*** GIVEN RECORDS ***
PR #8909, opened 2021-05-19
change the name format

QuiteStochastic:
change the file name format for the ledger dump


helm/staking-ledger-cron/mainnet-dump-staking-ledger-cronjob.yaml
```diff
@@ -28,5 +28,5 @@ spec:
...
... "Ledger not found: current staking ledger not available" ];then echo "staking epoch ledger dumped!";break;else echo "waiting for staking ledger to become available, sleeping for 30s";sleep 30;fi;done;mina ledger export next-epoch-ledger>next_epoch_ledger.json;echo "next epoch ledger dumped!";EPOCHNUM="$(mina client status|grep "Best tip consensus time"|grep -o "epoch=[0-9]*"|sed "s/[^0-9]*//g")";STAKING_HASH="$(mina ledger hash --ledger-file staking_epoch_ledger.json)";STAKING_MD5="$(md5sum staking_epoch_ledger.json|cut -d " " -f 1)";LEDGER_FILENAME=staking-"$EPOCHNUM"-"$STAKING_HASH"-"$STAKING_MD5".json;mv ./staking_epoch_ledger.json ./$LEDGER_FILENAME;NEXT_STAKING_HASH="$(mina ledger hash --ledger-file next_epoch_ledger.json)";NEXT_STAKING_MD5="$(md5sum next_epoch_ledger.json|cut -d " " -f 1)";NEXT_FILENAME=next-staking-"$EPOCHNUM"-"$NEXT_STAKING_HASH"-"$NEXT_STAKING_MD5".json;mv ./next_epoch_ledger.json ./$NEXT_FILENAME;echo "upload to a GCP cloud storage bucket";gsutil -o Credentials:gs_service_key_file=/gcloud/keyfile.json cp $LEDGER_FILENAME gs://mina-staking-ledgers;gsutil -o Credentials:gs_service_key_file=/gcloud/keyfile.json cp $NEXT_FILENAME gs://mina-staking-ledgers' ]
```
bkase, line 31: maybe we should make an issue to replace this block of bash code with the file? I suppose there was a problem with that before.

Anyway, that wasn't introduced in this PR so I don't think it should block landing this.

bkase (approved):
Looks good!

helm/staking-ledger-cron/mainnet-dump-staking-ledger-cronjob.yaml
QuiteStochastic: i was using the block of bash code bc it was easier/much faster to iterate on, and the result is exactly the same.  yes ideally it's all packaged into a nice script that's already present on the image, but then we'd have to wait for this PR to land in compatible, then use the latest compatible image.  copy pasting the script means i don't have to worry if the image we're using has it baked in

we can make a new issue for this, sure.

dockerfiles/scripts/cron_job_dump_ledger.sh
```diff
@@ -9,31 +9,36 @@ echo "done sleeping"
 
 # retry getting the staking ledger until the node is fully up and the command returns exit code 0
 while true; do
-  mina ledger export staking-epoch-ledger > staking_epoch_ledger.txt
-  if [ "$?" -eq 0 ] && [ "$(cat staking_epoch_ledger.txt)" != "Ledger not found: current staking ledger not available" ]; then
+  mina ledger export staking-epoch-ledger > staking_epoch_ledger.json
```
deepthiskumar, line 12: could you check if the daemon is synced and then get the staking ledgers (instead of waiting for 8 mins)? You can check if sync status is `Synced` and `Block height = `Max observed block height`

QuiteStochastic: Wouldn't I still have to wait and poll to see if the status is `Synced`?  If it isn't synced I'd just have to wait more and check again wouldn't I?

Also, is this critical?  The cron job is already deployed and working ok, this PR is mostly just for archival purposes.

PR #8926, opened 2021-05-24
Fix flaky tests: ensure all async jobs have completed before asserting

mrmr1993:
These tests have become far more flaky as of late. This variability seems to be coming from the async scheduler, which may choose to run the test's assertion before committing the updates sent to a broadcast pipe.

This PR fixes this, by yielding to the scheduler and waiting for all jobs to finish before running the checks.

cc @psteckler, this should fix the failures you were seeing in #8898.

Checklist:


bkase (approved):

mrmr1993:
Reliability test is still failing, but it's also flaky on `compatible`, and this hasn't changed any behaviour there. Force merging.

Issue #8919, opened 2021-05-21
sidecar may not report a block due to daemon response time to get block data


jrwashburn:
Here are two examples of a healthy node's sidecar "skipping" a block - it looks like a timing/race condition (although a slow one) that occurs when the daemon is slow to report back to sidecar. There are many incidents of longer node delays, but even a relatively short node delay (first example) can cause a skip. (Due to the tight timing of the poll interval?)

May 20 06:22:00 mina-mainnet-vt-1 python3[56521]: INFO:root:Finished! New tip 22065...
May 20 06:22:00 mina-mainnet-vt-1 python3[56521]: INFO:root:Got block data
May 20 06:21:52 mina-mainnet-vt-1 python3[56521]: INFO:root:Fetching block 22063...
May 20 06:18:52 mina-mainnet-vt-1 python3[56521]: INFO:root:Finished! New tip 22063...
May 20 06:18:51 mina-mainnet-vt-1 python3[56521]: INFO:root:Got block data
May 20 06:18:51 mina-mainnet-vt-1 python3[56521]: INFO:root:Fetching block 22062...
May 20 06:15:51 mina-mainnet-vt-1 python3[56521]: INFO:root:Finished! New tip 22062...
May 20 06:15:50 mina-mainnet-vt-1 python3[56521]: INFO:root:Got block data
May 20 06:15:49 mina-mainnet-vt-1 python3[56521]: INFO:root:Fetching block 22061...
May 20 06:12:49 mina-mainnet-vt-1 python3[56521]: INFO:root:Finished! New tip 22061...

Another relatively common example where getting data from the daemon takes a long time:
May 19 00:42:53 mina-mainnet-vt-1 python3[24802]: INFO:root:Fetching block 21617...
May 19 00:42:57 mina-mainnet-vt-1 python3[24802]: INFO:root:Got block data
May 19 00:42:57 mina-mainnet-vt-1 python3[24802]: INFO:root:Finished! New tip 21618...
May 19 00:45:57 mina-mainnet-vt-1 python3[24802]: INFO:root:Fetching block 21618...
May 19 00:46:38 mina-mainnet-vt-1 python3[24802]: INFO:root:Got block data
May 19 00:46:39 mina-mainnet-vt-1 python3[24802]: INFO:root:Finished! New tip 21620...

And reported by others:
https://discord.com/channels/484437221055922177/808895957978447882/845238777005867028

jrwashburn:
[...]

Issue #8886, opened 2021-05-14
Sidecar gets HTTP 500: Internal Server Error when sending data


jrwashburn:
Sidecar can fail to report due to receiving and HTTP 500 error back from the node.

Apr 18 19:58:19 mina-mainnet-vt-1 python3[35040]: INFO:root:Fetching block 11240...
Apr 18 19:55:19 mina-mainnet-vt-1 python3[35040]: INFO:root:Finished! New tip 11240...
Apr 18 19:53:08 mina-mainnet-vt-1 python3[35040]: INFO:root:Got block data
Apr 18 19:53:08 mina-mainnet-vt-1 python3[35040]: INFO:root:Fetching block 11238...
Apr 18 19:50:08 mina-mainnet-vt-1 python3[35040]: INFO:root:Finished! New tip 11238...
Apr 18 19:47:57 mina-mainnet-vt-1 python3[35040]: INFO:root:Got block data
Apr 18 19:47:57 mina-mainnet-vt-1 python3[35040]: INFO:root:Fetching block 11237...
Apr 18 19:44:57 mina-mainnet-vt-1 python3[35040]: INFO:root:Finished! New tip 11237...
Apr 18 19:42:45 mina-mainnet-vt-1 python3[35040]: INFO:root:Got block data
Apr 18 19:42:45 mina-mainnet-vt-1 python3[35040]: INFO:root:Fetching block 11236...
Apr 18 19:42:15 mina-mainnet-vt-1 python3[35040]: ERROR:root:Sleeping for 30s and trying again
Apr 18 19:42:15 mina-mainnet-vt-1 python3[35040]: urllib.error.HTTPError: HTTP Error 500: Internal Server Error
Apr 18 19:42:15 mina-mainnet-vt-1 python3[35040]:     raise HTTPError(req.full_url, code, msg, hdrs, fp)
Apr 18 19:42:15 mina-mainnet-vt-1 python3[35040]:   File "/usr/lib/python3.9/urllib/request.py", line 641, in http_error_default
Apr 18 19:42:15 mina-mainnet-vt-1 python3[35040]:     result = func(*args)
Apr 18 19:42:15 mina-mainnet-vt-1 python3[35040]:   File "/usr/lib/python3.9/urllib/request.py", line 494, in _call_chain
Apr 18 19:42:15 mina-mainnet-vt-1 python3[35040]:     return self._call_chain(*args)
[...]

Issue #8885, opened 2021-05-14
sidecar does not throw error when it cannot send data successfully


jrwashburn:
Sidecar skipped reporting block 19362. Perhaps a timing issue where the node hadn't quite seen 19362 when it was polled, but got it and 19363 before the next poll?

May 12 10:20:14 mina-mainnet-vt-1 python3[35040]: INFO:root:Got block data
May 12 10:20:14 mina-mainnet-vt-1 python3[35040]: INFO:root:Fetching block 19363...
May 12 10:17:14 mina-mainnet-vt-1 python3[35040]: INFO:root:Finished! New tip 19363...
May 12 10:15:03 mina-mainnet-vt-1 python3[35040]: INFO:root:Got block data
May 12 10:15:03 mina-mainnet-vt-1 python3[35040]: INFO:root:Fetching block 19361...
May 12 10:12:03 mina-mainnet-vt-1 python3[35040]: INFO:root:Finished! New tip 19361...
May 12 10:09:52 mina-mainnet-vt-1 python3[35040]: INFO:root:Got block data
May 12 10:09:52 mina-mainnet-vt-1 python3[35040]: INFO:root:Fetching block 19360...
May 12 10:06:52 mina-mainnet-vt-1 python3[35040]: INFO:root:Finished! New tip 19360...

Separately, sidecar got an HTTP Error 408 returned on the next poll after reporting 19363. I think it was just a random one-off node timeout, but listing in case relevant. 

May 12 10:31:18 mina-mainnet-vt-1 python3[35040]: INFO:root:Finished! New tip 19365...
May 12 10:29:07 mina-mainnet-vt-1 python3[35040]: INFO:root:Got block data
May 12 10:29:07 mina-mainnet-vt-1 python3[35040]: INFO:root:Fetching block 19364...
May 12 10:26:07 mina-mainnet-vt-1 python3[35040]: INFO:root:Finished! New tip 19364...
May 12 10:23:56 mina-mainnet-vt-1 python3[35040]: INFO:root:Got block data
May 12 10:23:56 mina-mainnet-vt-1 python3[35040]: INFO:root:Fetching block 19363...
May 12 10:23:26 mina-mainnet-vt-1 python3[35040]: ERROR:root:Sleeping for 30s and trying again
May 12 10:23:26 mina-mainnet-vt-1 python3[35040]: urllib.error.HTTPError: HTTP Error 408: Request Timeout
[...]

PR #8950, opened 2021-05-26
Refactor/rework block producer stats side car script

svenski123:
This PR refactors sidecar logic so that the loop pseudocode is:

1. LAST_TIP = None
2. Fetch node status and TIP
3. If error or status unsynced, sleep 5s and goto step 1
4. If TIP == LAST_TIP, sleep 5s and goto step 2
5. Fetch block TIP-12
6. If error, sleep 5s and goto step 1
7. Send update for TIP-12
8. If error, sleep 5s and goto step 1
9. LAST_TIP = TIP
10. Goto step 2

The current logic is problematic and leads to skipped blocks and delays that do not accurately reflect the performance of the local node. In particular:
- The main loop sleeps three minutes in addition to the time local status and block queries can take, which can be over twenty seconds if the local node is currently processing a new block - this cause the loop to run less than once per block time on average and leads to skipped blocks.
- The main loop after sending the block caches the finalized tip, waits three minutes and then queries the same finalized block again rather than first requerying the chain length which may have grown in the interim - this causes a persistent lag of one block.

Aside from the above there are minor refactors i.e. use json.load(response) instead of json.loads(response.read().decode()), remove explicit utf-8 parameter to decode as it's the default, move all code at global scope under the __name__=='__main__' check at bottom (i.e. loading the urls from env vars/config file), move the main loop logic into a main(0 function, add a 45 second timeout to all http requests, etc.

This PR relates to these issues:
#8885 
#8886
#8919

### DIFF
--- a/automation/services/mina-bp-stats/sidecar/sidecar.py
+++ b/automation/services/mina-bp-stats/sidecar/sidecar.py
@@ -6,7 +6,6 @@ import logging
 import time
 import math
 import urllib.request
-import urllib.parse
 
 logging.basicConfig(level=logging.INFO)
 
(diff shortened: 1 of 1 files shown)


mrmr1993:
The linked issues are closed as resolved. Thank you for your PR, and sorry it's sat in the backlog for so long.
I'm closing this, but please feel free to re-open if this is still an important change!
***
Find each line in the records holding the string "sending" and show it.

ANSWER TO THE EXERCISE >>
Sidecar gets HTTP 500: Internal Server Error when sending data
- The main loop after sending the block caches the finalized tip, waits three minutes and then queries the same finalized block again rather than first requerying the chain length which may have grown in the interim - this causes a persistent lag of one block.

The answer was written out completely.